The event's name comes from a scene in the movie where tightly wound Vietnam vet Walter (John Goodman) is explaining to his laid-back buddy the Dude (Jeff Bridges), that some kidnappers, who sent them a toe supposedly snipped from the foot of a hostage, are mere amateurs.
"Oh, I can get you a toe, believe me..." says Walter, "Hell, I can get you a toe by three o'clock this afternoon. With nail polish." Costumes are encouraged, and I imagine you might see a few random toes.
The Big Lebowski is a three-ring circus of aggressively odd characters, so the opportunity for costume ideas is virtually limitless. Easton recounts one Lebowski Fest he attended where a participant showed up dressed as a Korean soldier, carrying a pair of mannequin legs. Even hardcore fans of the movie had to think hard before they came up with the reference: the wheelchair-bound Mr. Lebowski telling the Dude that he doesn't complain, "even though a Chinaman took my legs in Korea."
Such inspiration will be rewarded at Friday's event, as they'll be giving out Lebowski-appropriate prizes during the movie's intermission for Best Dude, Best Walter, Most Arcane Costume and a few other Lebowskian achievements. The Wilma's upstairs bar will be serving White Russians exclusively, says Easton, and Lebowski achievers can enjoy an actual bowling lane in the theater. Just don't step over the foul line, Smokey.
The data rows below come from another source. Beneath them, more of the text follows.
PR #5116, opened 2026-07-29
Fixing small bugs

jtclemm:
**Summary**

Fixes bugs in two parts of LAMMPS

**Issue 1**

Regions that extend into periodic dimensions can return incorrect or even undefined forces if particles briefly extend beyond the boundary. Two scripts are attached to demonstrate the issue by moving a particle along a block region wall across a periodic boundary. The first script uses fix wall/region and fails with an error. The second script uses fix wall/gran and a nan force can be seen when the particle sits exactly on the boundary. When it moves further, forces have an aphysical tangential force until LAMMPS remaps the particle.

The nan issue originates from this block of code in `Region::surface()`
```
    // one of surface_int/ext() will return 0
    // so no need to worry about offset of contact indices
    ncontact = surface_exterior(xnear, cutoff) + surface_interior(xnear, cutoff);
```
Essentially, when exactly on the boundary this is not true and both surfaces can return 1. The interior contact overwrites the exterior contact and then LAMMPS tries to process an undefined second contact. This was fixed by breaking this into a two step process where the interior contact is only checked if no exterior contact exists.

The incorrect orientation was fixed by remapping the position of an atom within the box within `Region::match` and `Region::surface`. This is necessary as some (or maybe all?) region subclasses assume the region ends at the boundary when doing an exterior check.

**Issue 2**

As identified in #5113, there is a missing factor of sqrt(2) in the Tsuji damping force calculation in GRANULAR. This seems to be due to a mismatch in conventions between two literature papers in defining a variable alpha in terms of the particle mass vs. the effective mass. See the other PR for more details and confirmation in the patch. 

**Author(s)**

Joel Clemmer (SNL)

**Licensing**

AI detected that there was an issue in Tsuji damping in #5113. AI was not used in generating changes in this PR.

**Backward Compatibility**

The in.pour.box and in.pour.heat reference outputs were updated since the tsuji damping is  more dissipative with the changes in this pull request.

[in.chute_atomic.txt](https://github.com/user-attachments/files/30523112/in.chute_atomic.txt)
[in.chute_gran.txt](https://github.com/user-attachments/files/30523114/in.chute_gran.txt)


src/GRANULAR/gran_sub_mod_damping.cpp
```diff
@@ -136,10 +136,14 @@ void GranSubModDampingTsuji::init()
...
-  damp += -22.348 * cube(tmp) + 27.467 * powint(tmp, 4);
-  damp += -18.022 * powint(tmp, 5) + 4.8218 * powint(tmp, 6);
+  // Eq. 53 from Marshall 2009
+  double cor = gm->normal_model->get_damp();
+  damp = 1.2728 - 4.2783 * cor + 11.087 * square(cor);
+  damp += -22.348 * cube(cor) + 27.467 * powint(cor, 4);
+  damp += -18.022 * powint(cor, 5) + 4.8218 * powint(cor, 6);
+
+  // multiply sqrt(2) for effective mass convention (as in Tsuji 1992)
+  damp *= M_SQRT2;
```
akohlmey:
```suggestion
  damp *= MY_SQRT2;
```

Please use math constants from the MathConst namespace.
Windows doesn't by default include the M_* constants and we want
those to be consistent across platforms and not implementation dependent.

jtclemm: Ah sorry, I went with the autocomplete and didn't think. Fixed

akohlmey: No worries, that is what code review is for.

akohlmey (approved):

PR #5120, opened 2026-08-01
[BUGFIX] Correct harmonic restoring force in fix spring/chunk

### LINKED ISSUE #5119: [BUG] fix spring/chunk applies a constant-magnitude force inconsistent with its harmonic potential
**Summary**

`fix spring/chunk` reports the documented harmonic spring energy
`0.5 * K * r^2`, but normalizes the COM displacement when computing the
force. Consequently, every displaced chunk receives a total restoring force
of magnitude `K`, independent of its displacement. The applied force is not
the negative gradient of the reported potential.

- LAMMPS `4 Jul 2026 - Development - patch_4Jul2026-376-g2cb47c3845`
- Commit `2cb47c3845dedf48f9916e35d912eede9b10c557` from the `develop` branch
- Ubuntu 22.04.5 LTS, Linux 6.8.0-136-generic, x86_64
- Reproduced with one MPI rank

**Expected Behavior**

The manual describes `K` as having force/distance units and gives the
per-chunk energy as

```text
U = 0.5 * K * r^2,
```

where `r = |Rm - R0m|`. Its negative gradient, distributed by atomic mass,
is

```text
Fi = -K * (Rm - R0m) * Mi / Mm.
```

For one atom, `K = 2`, and an x displacement of `0.25`, the expected values
are therefore `U = 0.0625` and `Fx = -0.5`.

Manual: https://docs.lammps.org/latest/fix_spring_chunk.html

**Actual Behavior**

The current implementation computes each force component with `dx/r`,
`dy/r`, or `dz/r`:

```c++
fcom[m][0] = k_spring*dx/r / masstotal[m];
fcom[m][1] = k_spring*dy/r / masstotal[m];
fcom[m][2] = k_spring*dz/r / masstotal[m];
esprings += 0.5*k_spring*r*r;
```

Thus the total force on a non-empty chunk is

```text
Fchunk = -K * (Rm - R0m) / r,
```

whose magnitude is always `K` for nonzero displacement. This force would
correspond to a linear potential `U = K*r`, not the reported quadratic
potential.

The reproducer gives:

| x displacement | Expected Fx | Actual Fx | Reported energy |
| ---: | ---: | ---: | ---: |
| 0.25 | -0.5 | -2.0 | 0.0625 |
| 0.50 | -1.0 | -2.0 | 0.25 |

As an independent force/energy check, a central finite difference around
`x = 0.25` with `h = 1e-4` gives:

```text
U(0.2501) = 0.06255001
U(0.2499) = 0.06245001
-[U(0.2501)-U(0.2499)]/(2h) = -0.5
applied Fx = -2.0
```

Thus the force stored by LAMMPS is demonstrably not the negative derivative of
the scalar energy returned by the same fix.

The `SMALL` clamp also makes the reported energy at exactly zero displacement
`1e-20` for `K = 2`, instead of zero.

This can affect dynamics and makes `fix_modify energy yes` inconsistent with
the forces used during minimization.

**Steps to Reproduce**

Run the following input with one MPI rank:

```bash
lmp -log none -in in.spring_chunk_force_energy_bug.txt
```

Complete minimal input:

```text
units lj
atom_style atomic
boundary f f f

region box block -2 2 -2 2 -2 2
create_box 1 box
create_atoms 1 single 0.0 0.0 0.0 units box
mass 1 1.0

pair_style zero 1.0
pair_coeff * *

compute chunks all chunk/atom type
compute centers all com/chunk chunks
compute total_force all reduce sum fx fy fz

fix integrate all nve
fix spring all spring/chunk 2.0 chunks centers

thermo 1
thermo_style custom step f_spring c_total_force[1]

# Store the initial COM.
run 0

# For K=2 and dx=0.25: expected U=0.0625 and Fx=-0.5.
displace_atoms all move 0.25 0.0 0.0 units box
run 0

# For K=2 and dx=0.50: expected U=0.25 and Fx=-1.0.
displace_atoms all move 0.25 0.0 0.0 units box
run 0
```

The three thermo rows are:

```text
Step  f_spring  c_total_force[1]
0     1e-20      0
0     0.0625    -2
0     0.25      -2
```

- Source lines at the tested commit:
  https://github.com/lammps/lammps/blob/2cb47c3845dedf48f9916e35d912eede9b10c557/src/fix_spring_chunk.cpp#L174-L188
- The related `fix spring` implementation retains the displacement factor and
  is consistent with its quadratic energy:
  https://github.com/lammps/lammps/blob/2cb47c3845dedf48f9916e35d912eede9b10c557/src/fix_spring.cpp#L184-L202

A minimal correction is to remove `/r` from the three `fcom` expressions and
compute the energy from the unclamped squared displacement.

[in.spring_chunk_force_energy_bug.txt](https://github.com/user-attachments/files/30616213/in.spring_chunk_force_energy_bug.txt)

csmonago:
**Summary**

Correct the restoring force applied by `fix spring/chunk` so that it is the
negative gradient of the documented and reported harmonic potential.

The previous implementation normalized the COM displacement by its magnitude,
which made the total force on every displaced chunk have constant magnitude
`K`. The corrected force is linear in the COM displacement.

**Related Issue(s)**

Fixes #5119.

**Author(s)**

Carlos Monago, UNED

Corresponding author: csmonago@fisfun.uned.es

**Licensing**

OpenAI Codex was used to analyze the force/energy inconsistency and draft the
source and regression-test changes. The contributor reviewed the analysis,
inspected the changes, and validated the behavior with a locally compiled
LAMMPS binary.

**Backward Compatibility**

Input syntax and documented behavior are unchanged. Numerical trajectories that
use `fix spring/chunk` will change because this corrects the force from a
constant-magnitude radial force to the documented harmonic force. This is an
intentional bug fix; simulations that relied on the previous undocumented
behavior will not reproduce their old trajectories.

**Detailed Description**

For COM displacement `d = Rm - R0m`, the fix reports

```text
U = 0.5 * K * |d|^2.
```

The old code applied

```text
Fchunk = -K * d/|d|,
```

while the consistent harmonic force is

```text
Fchunk = -K * d.
```

This pull request removes the displacement normalization from the three force
components. It also computes the energy from the unclamped squared displacement,
so the spring energy is exactly zero at the reference COM.

The regression test uses a one-atom, one-chunk system with `K=2`. At COM
displacements `0.25` and `0.50`, it checks the exact force/energy pairs
`(-0.5, 0.0625)` and `(-1.0, 0.25)`. It also checks the applied force against a
central finite difference of the fix energy. The existing
`fix-timestep-spring_chunk` reference was regenerated because it recorded the
buggy trajectory.

Verification performed:

- rebuilt the CMake `lmp` target successfully
- minimal one-atom reproducer gives `(Fx,U) = (0,0)`, `(-0.5,0.0625)`, and
  `(-1.0,0.25)` at displacements `0`, `0.25`, and `0.50`
- `ctest -R '^(FixSpringChunk|FixTimestep:spring_chunk)$'` passes both tests;
  the generic fix test includes Verlet and r-RESPA coverage
- LAMMPS `check-whitespace` and `check-permissions` pass
- `git diff --check` passes

No documentation behavior change is needed because the existing manual already
describes the harmonic force and quadratic energy implemented by this fix.

**Post Submission Checklist**

- [x] The bug fix is complete
- [x] Suitable tests have been added to the unittest tree


jtclemm (approved):
Thanks for spotting the error, reporting it, and fixing it!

Easton, an investor in Wishcamper's Rocky Mountain Development Group, has been a fan of Ethan and Joel Coen's work since their first films, Blood Simple and Raising Arizona.
"I love 'em all," he says.
Lebowski is weird, though, even for them. He and Wishcamper, one of the owners of the Wilma, cooked up their own festival just for kicks.
"Ninety percent of everything Rick and I do is just to make other people laugh," says Easton. "Seeing it on the big screen will be funny. We'll laugh out loud because other people are laughing out loud."
I have lots of friends who toss off Lebowski quotes like so many briefcases full of dirty undies thrown off a wooden bridge. Most would agree that Lebowski lines are somehow a cut above quotes from other comedy icons like, say, Caddyshack or The Blues Brothers. Easton and I discussed the source of the appeal, and how Lebowski—or any movie—could hold up so well under repeated viewings.
"I catch something new almost every time," he says. "The last time I watched it, in the 'shomer Shabbos' scene, when Donnie asks Walter how he gets around on Shabbos if he can't drive, he pronounces it 'shammus.' I never noticed that before."
But he's sure it was no mere slip-up. The Coens are notorious for their control and precision, and no movement is spontaneous, no scrap of dialogue is ad-libbed. In Lebowski, this is all the more astonishing when you watch the Dude, trying not to spill his Caucasian ("Hey, man, there's a beverage here!") while being bum-rushed into the back of Mr. Lebowski's limo. His stuttering, stumbling attempt to explain that "some new shit has come to light" is a masterful performance by Bridges, our generation's most naturalistic actor working in his most iconic role. While Lebowski wasn't nominated for even a single Oscar, it was gratifying to see Bridges receive his long-deserved Best Actor hardware at the Academy Awards last Sunday for Crazy Heart.
Lebowski is more than a straight-up yukfest, though. Eli Bierwag, a Lebowski devotee who works at a Missoula television production outfit, appreciates the dark edge of the film. He's been a diehard fan since he first saw the movie in 1998.
"It was an immediate home run," he says. "We watched Chinatown in our [University of Montana] Intro to Media Arts class one day, and The Big Lebowski the next," Bierwag said. "Then we could see how Lebowski has a lot of the film noir elements. It's a film noir wrapped up in a comedy."
The Coen brothers themselves have acknowledged as much, saying that The Big Lebowski, right down to its title, is an homage to The Big Sleep, the Raymond Chandler noir classic. Such aspects will be discussed long and loud at Friday's event. But I'd rather flunk social studies than over-think it. Best to just dig the two hours of movie bliss on its own terms, as it careens from broad slapstick to nuanced highbrow humor with the velocity of a hurled bowling ball, scattering all the pins of conventional comedy and predictable plotlines in the process.
Hey, I'm not tryin' to bust your friggin' agates here, but "The Next Round Robin" is a mandatory party for all Lebowski fans, or just anyone who wants to see the rug that ties the whole room together.
"The Big Lebowski: The Next Round Robin" pre-party starts at the Wilma Theatre Friday, March 12 at 7 PM, and the movie shows at 8 PM. $5.This story was updated Thursday, March 10.